Network partitions are rare but happen
Brief inconsistency is often acceptable
Availability impacts user experience directly

Decision 2: Data Partitioning Strategy

Strategy	How It Works	Pros	Cons
Range-based	Keys A-M on Node 1, N-Z on Node 2	Good for range queries	Hot spots if keys are sequential
Hash-based	hash(key) % N selects Node	Even distribution	Adding nodes requires full reshuffle
Consistent hashing	Keys map to ring positions	Minimal reshuffling on node changes	More complex to implement

Recommendation: Consistent hashing with virtual nodes

When adding/removing nodes, only K/N keys need to move (K=total keys, N=nodes)
Virtual nodes ensure even distribution despite physical node differences

Loading diagram...

Decision 3: Replication Strategy

Strategy	How It Works	Pros	Cons
Single leader	All writes to one node, replicate to followers	Simple, consistent	Leader is bottleneck/SPOF
Multi-leader	Multiple nodes accept writes	Better availability	Conflict resolution needed
Leaderless	Any replica accepts reads/writes	Highest availability	Requires quorum consensus

Recommendation for high availability: Leaderless with quorum consensus

Replication factor (N): Typically 3 replicas

Survives 2 node failures
Good balance of durability vs storage cost
Place replicas in different racks/data centers

Loading diagram...

Decision 4: Consistency Level (Quorum)

Define W (write quorum) and R (read quorum):

Configuration	W	R	Behavior	Use Case
Strong consistency	2	2	W + R > N guarantees overlap	Financial data
Fast writes	1	3	Quick writes, slower reads	Write-heavy workloads
Fast reads	3	1	Slow writes, quick reads	Read-heavy workloads
Eventual consistency	1	1	Fastest, may read stale	Caching, sessions

The math: If W + R > N, at least one node in the read quorum has the latest write.

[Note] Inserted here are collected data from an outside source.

PR #9207, opened 2024-08-25
Native Delayed Delivery in RabbitMQ

### LINKED ISSUE #9149: Improved ETA support for quorum queues
> One issue was that ETA may saturate de prefetch queue and block incoming new job.
> 
> You should have a test that generate a lots of ETA tasks, and then still try to schedule new tasks to see if the prefetch count is updated accordingly and the task is executed (which was what the global_qos was doing).

Thank you. That was a hint in the right direction.

I’ve created a [PR](https://github.com/celery/celery/pull/9121) that adds support to quorum queues without ETA tasks support, but with proper documentation and an automatic warning in the worker log to ensure it won’t go unnoticed.

> While this solution works for us, we experienced a task loss issue with RabbitMQ cluster using quorum queue. We did some digging and it turned out that we also want to add `app.conf.broker_transport_options = {"confirm_publish": True}` possibly due to the [implementation differences](https://groups.google.com/g/rabbitmq-users/c/LAflf1l4LtY#:~:text=A%20quorum%20queue%20ignores%20messages%20published%20by%20a%20closed%20channel%20and%20a%20classic%20queue%20does%20not.%20That%27s%20an%20implementation%20detail.) of quorum queue and classic queue when handling messages from closed channel.
> 
> refs - #5410, https://groups.google.com/g/rabbitmq-users/c/LAflf1l4LtY

I’ve also added a warning per this comment from @cbwchuck, so you’ll know you need to enable confirm publish when using quorum queues.

---

My implementation basically adds two new feature flags:
1. `worker_detect_quorum_queues` which is set by default to `True`: Auto-detect if at least one queue (including the default queue) is set to quorum and disables the global QoS.
2. `task_default_queue_type` which is set by default to `”classic"`: Can be set to `”quorum"` to automatically change the default `celery` queue type to quorum-queue. This means that if you don’t provide your own queue (using the queue argument accordingly), you can just do `app.conf.task_default_queue_type = “quorum”` (not forgetting `app.conf.broker_transport_options = {"confirm_publish": True}`), and the worker will create a quorum default queue and turn off the global QoS (per flag no 1).

ETA support will need to be developed separately to allow progressive support for quorum queues as to not hold back the currently proposed solution which might be enough for many users.

For more details see the PR changes.
It includes proper documentation for these flags, a new example project and 100% test coverage, so it should be clear what was changed from all angles.

EDIT:
Here are screenshots of the documentation from the PR’s build.
CleanShot 2024-07-08 at 00 27 56@2x
CleanShot 2024-07-08 at 00 28 07@2x

_Originally posted by @Nusnus in https://github.com/celery/celery/issues/6067#issuecomment-2212577881_

thedrow:

## Description

Fixes #9149.
Since ETA tasks will block the worker when using quorum queues we had to provide an alternative solution that will support ETA tasks on RabbitMQ.
This PR provides a solution based on NServiceBus' [implementation](https://docs.particular.net/transports/rabbitmq/delayed-delivery) of native delayed delivery.
The solution is based on a series of exchanges and queues as detailed in NServiceBus' documentation.
To use this feature you need to enable the `broker_native_delayed_delivery` configuration setting when using quorum queues.

### DIFF
--- a/celery/app/base.py
+++ b/celery/app/base.py
@@ -513,6 +513,7 @@ class Celery:
                 if shared:
                     def cons(app):
                         return app._task_from_fun(fun, **opts)
+
                     cons.__name__ = fun.__name__
                     connect_on_app_finalize(cons)
                 if not lazy or self.finalized:
@@ -848,10 +849,12 @@ class Celery:
                     options['routing_key'] = routing_key
                     options['exchange'] = exchange
         elif is_native_delayed_delivery and options['queue'].exchange.type == 'direct':
-            logger.warn("Direct exchanges are not supported with native delayed delivery.\n"
-                        f"{options['queue'].exchange.name} is a direct exchange but should be a topic exchange or "
-                        f"a fanout exchange in order for native delayed delivery to work properly.\n"
-                        f"If quorum queues are used, this task may block the worker process until the ETA arrives.")
+            logger.warning(
+                'Direct exchanges are not supported with native delayed delivery.\n'
+                f'{options["queue"].exchange.name} is a direct exchange but should be a topic exchange or '
+                'a fanout exchange in order for native delayed delivery to work properly.\n'
+                'If quorum queues are used, this task may block the worker process until the ETA arrives.'
+            )
 
         if expires is not None:
             if isinstance(expires, datetime):
@@ -1013,6 +1016,7 @@ class Celery:
                 'broker_connection_timeout', connect_timeout
             ),
         )
+
     broker_connection = connection
 
     def _acquire_connection(self, pool=True):
@@ -1032,6 +1036,7 @@ class Celery:
                 will be acquired from the connection pool.
         """
         return FallbackContext(connection, self._acquire_connection, pool=pool)
+
     default_connection = connection_or_acquire  # XXX compat
 
     def producer_or_acquire(self, producer=None):
@@ -1047,6 +1052,7 @@ class Celery:
         return FallbackContext(
             producer, self.producer_pool.acquire, block=True,
         )
+
     default_producer = producer_or_acquire  # XXX compat
 
     def prepare_config(self, c):
--- a/celery/app/base.py
+++ b/celery/app/base.py
@@ -834,6 +834,8 @@ class Celery:
             or conf.broker_url.startswith('py-amqp://')
         ):
             if eta:
+                if isinstance(eta, str):
+                    eta = isoparse(eta)
                 countdown = (maybe_make_aware(eta) - self.now()).total_seconds()
 
             if countdown:
--- a/celery/app/base.py
+++ b/celery/app/base.py
@@ -829,33 +829,33 @@ class Celery:
         options = router.route(
             options, route_name or name, args, kwargs, task_type)
 
-        if conf.broker_native_delayed_delivery and (
-            conf.broker_url.startswith('amqp://')
-            or conf.broker_url.startswith('py-amqp://')
-        ):
+        is_native_delayed_delivery = conf.broker_native_delayed_delivery and (
+            conf.broker_url.startswith('amqp://') or conf.broker_url.startswith('py-amqp://'))
+        if is_native_delayed_delivery and options['queue'].exchange.type != 'direct':
             if eta:
                 if isinstance(eta, str):
                     eta = isoparse(eta)
                 countdown = (maybe_make_aware(eta) - self.now()).total_seconds()
 
             if countdown:
-                routing_key = '.'.join(list(f'{int(countdown):028b}')) + f'.{options["queue"].routing_key}'
-                exchange = Exchange(
-                    'celery_delayed_27',
-                    type='topic',
-                )
-                options['queue'] = Queue(
-                    'celery_delayed_27',
-                    exchange=exchange,
-                    routing_key=routing_key,
-                    queue_arguments={
-                        "x-queue-type": "quorum",
-                        "x-dead-letter-strategy": "at-least-once",
-                        "x-overflow": "reject-publish",
-                        "x-message-ttl": pow(2, 27) * 1000,
-                        "x-dead-letter-exchange": 'celery_delayed_26',
-                    }
-                )
+                if countdown > 0:
+                    routing_key = '.'.join(list(f'{int(countdown):028b}')) + f'.{options["queue"].routing_key}'
+                    exchange = Exchange(
+                        'celery_delayed_27',
+                        type='topic',
+                    )
+                    options['queue'] = Queue(
+                        'celery_delayed_27',
+                        exchange=exchange,
+                        routing_key=routing_key,
+                        queue_arguments={
+                            "x-queue-type": "quorum",
+                            "x-dead-letter-strategy": "at-least-once",
+                            "x-overflow": "reject-publish",
+                            "x-message-ttl": pow(2, 27) * 1000,
+                            "x-dead-letter-exchange": 'celery_delayed_26',
+                        }
+                    )
 
         if expires is not None:
             if isinstance(expires, datetime):
--- a/celery/app/base.py
+++ b/celery/app/base.py
@@ -832,7 +832,7 @@ class Celery:
             options, route_name or name, args, kwargs, task_type)
 
         is_native_delayed_delivery = conf.broker_native_delayed_delivery and (
-            conf.broker_url.startswith('amqp://') or conf.broker_url.startswith('py-amqp://'))
+            self.producer_pool.connections.connection == 'amqp')
         if is_native_delayed_delivery and options['queue'].exchange.type != 'direct':
             if eta:
                 if isinstance(eta, str):
--- a/celery/app/base.py
+++ b/celery/app/base.py
@@ -14,7 +14,7 @@ from operator import attrgetter
 
 from click.exceptions import Exit
 from dateutil.parser import isoparse
-from kombu import Exchange, Queue, pools
+from kombu import Exchange, pools
 from kombu.clocks import LamportClock
 from kombu.common import oid_from
 from kombu.utils.compat import register_after_fork
@@ -844,18 +844,9 @@ class Celery:
                         'celery_delayed_27',
                         type='topic',
                     )
-                    options['queue'] = Queue(
-                        'celery_delayed_27',
-                        exchange=exchange,
-                        routing_key=routing_key,
-                        queue_arguments={
-                            "x-queue-type": "quorum",
-                            "x-dead-letter-strategy": "at-least-once",
-                            "x-overflow": "reject-publish",
-                            "x-message-ttl": pow(2, 27) * 1000,
-                            "x-dead-letter-exchange": 'celery_delayed_26',
-                        }
-                    )
+                    del options['queue']
+                    options['routing_key'] = routing_key
+                    options['exchange'] = exchange
         elif is_native_delayed_delivery and options['queue'].exchange.type == 'direct':
             logger.warn("Direct exchanges are not supported with native delayed delivery.\n"
                         f"{options['queue'].exchange.name} is a direct exchange but should be a topic exchange or "
--- a/celery/app/base.py
+++ b/celery/app/base.py
@@ -14,7 +14,7 @@ from operator import attrgetter
 
 from click.exceptions import Exit
 from dateutil.parser import isoparse
-from kombu import pools
+from kombu import pools, Queue, Exchange
 from kombu.clocks import LamportClock
 from kombu.common import oid_from
 from kombu.utils.compat import register_after_fork
@@ -828,6 +828,33 @@ class Celery:
         ignore_result = options.pop('ignore_result', False)
         options = router.route(
             options, route_name or name, args, kwargs, task_type)
+
+        if conf.broker_native_delayed_delivery and (
+            conf.broker_url.startswith('amqp://')
+            or conf.broker_url.startswith('py-amqp://')
+        ):
+            if eta:
+                countdown = (maybe_make_aware(eta) - self.now()).total_seconds()
+
+            if countdown:
+                routing_key = '.'.join(list(f'{int(countdown):028b}')) + f'.{options["queue"].routing_key}'
+                exchange = Exchange(
+                    'celery_delayed_27',
+                    type='topic',
+                )
+                options['queue'] = Queue(
+                    'celery_delayed_27',
+                    exchange=exchange,
+                    routing_key=routing_key,
+                    queue_arguments={
+                        "x-queue-type": "quorum",
+                        "x-dead-letter-strategy": "at-least-once",
+                        "x-overflow": "reject-publish",
+                        "x-message-ttl": pow(2, 27) * 1000,
+                        "x-dead-letter-exchange": 'celery_delayed_26',
+                    }
+                )
+
         if expires is not None:
             if isinstance(expires, datetime):
                 expires_s = (maybe_make_aware(
--- a/celery/app/base.py
+++ b/celery/app/base.py
@@ -39,6 +39,7 @@ from celery.utils.objects import FallbackContext, mro_lookup
 from celery.utils.time import maybe_make_aware, timezone, to_utc
 
 from ..utils.annotations import annotation_is_class, annotation_issubclass, get_optional_arg
+from ..utils.quorum_queues import detect_quorum_queues
 # Load all builtin tasks
 from . import backends, builtins  # noqa
 from .annotations import prepare as prepare_annotations
@@ -831,8 +832,8 @@ class Celery:
         options = router.route(
             options, route_name or name, args, kwargs, task_type)
 
-        is_native_delayed_delivery = conf.broker_native_delayed_delivery and (
-            self.producer_pool.connections.connection == 'amqp')
+        is_native_delayed_delivery = detect_quorum_queues(self,
+                                                          self.producer_pool.connections.connection.transport_cls)[0]
         if is_native_delayed_delivery and options['queue'].exchange.type != 'direct':
             if eta:
                 if isinstance(eta, str):
--- a/celery/app/base.py
+++ b/celery/app/base.py
@@ -856,6 +856,11 @@ class Celery:
                             "x-dead-letter-exchange": 'celery_delayed_26',
                         }
                     )
+        elif is_native_delayed_delivery and options['queue'].exchange.type == 'direct':
+            logger.warn("Direct exchanges are not supported with native delayed delivery.\n"
+                        f"{options['queue'].exchange.name} is a direct exchange but should be a topic exchange or "
+                        f"a fanout exchange in order for native delayed delivery to work properly.\n"
+                        f"If quorum queues are used, this task may block the worker process until the ETA arrives.")
 
         if expires is not None:
             if isinstance(expires, datetime):
--- a/celery/app/base.py
+++ b/celery/app/base.py
@@ -14,7 +14,7 @@ from operator import attrgetter
 
 from click.exceptions import Exit
 from dateutil.parser import isoparse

Typical production config: N=3, W=2, R=2 (strong consistency with reasonable latency)

Decision 5: Conflict Resolution

When concurrent writes happen to different replicas:

Strategy	How It Works	Pros	Cons
Last-Write-Wins (LWW)	Highest timestamp wins	Simple	Data loss, clock sync issues
Vector clocks	Track causality per server	No data loss, detects conflicts	Complex, client resolves conflicts
CRDTs	Data structures that auto-merge	No conflicts	Limited data types

Recommendation:

LWW for simplicity when data loss is acceptable (caching)
Vector clocks when data integrity matters (shopping carts)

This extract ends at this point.